INPUT MATERIAL |
PR #115, opened 2019-10-01
inspect: capture events for each namespace

mfojtik:
This enhance the `oc adm inspect` by adding events collection per namespace. The events are sorted by timestamp and formatted as one-line log and stored in `./events` file next to the namespace YAML file.

/cc @deads2k

### DIFF
--- a/pkg/cli/admin/inspect/events.go
+++ b/pkg/cli/admin/inspect/events.go
@@ -1,0 +1,28 @@
+package inspect
+
+import (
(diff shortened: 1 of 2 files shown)


deads2k:
I'm not a fan of this.  We already gather events: https://github.com/openshift/oc/blob/master/pkg/cli/admin/inspect/namespace.go#L22 and we should focus on tools that slice events from any input source.

/close

PR #120, opened 2019-10-05
mirror: Add --to-dir to release mirror, uses skopeo to archive

smarterclayton:
Each tag is written as a separate docker archive. A user could then 
trivially upload these. Passing --dry-run prints the commands to run. If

WORK REQUIRED | Only the lines from the one with "I'm not a fan" through the end of the material are wanted; copy them exactly, both ends included.

RESPONSE |
I'm not a fan of this.  We already gather events: https://github.com/openshift/oc/blob/master/pkg/cli/admin/inspect/namespace.go#L22 and we should focus on tools that slice events from any input source.

/close

PR #120, opened 2019-10-05
mirror: Add --to-dir to release mirror, uses skopeo to archive

smarterclayton:
Each tag is written as a separate docker archive. A user could then 
trivially upload these. Passing --dry-run prints the commands to run. If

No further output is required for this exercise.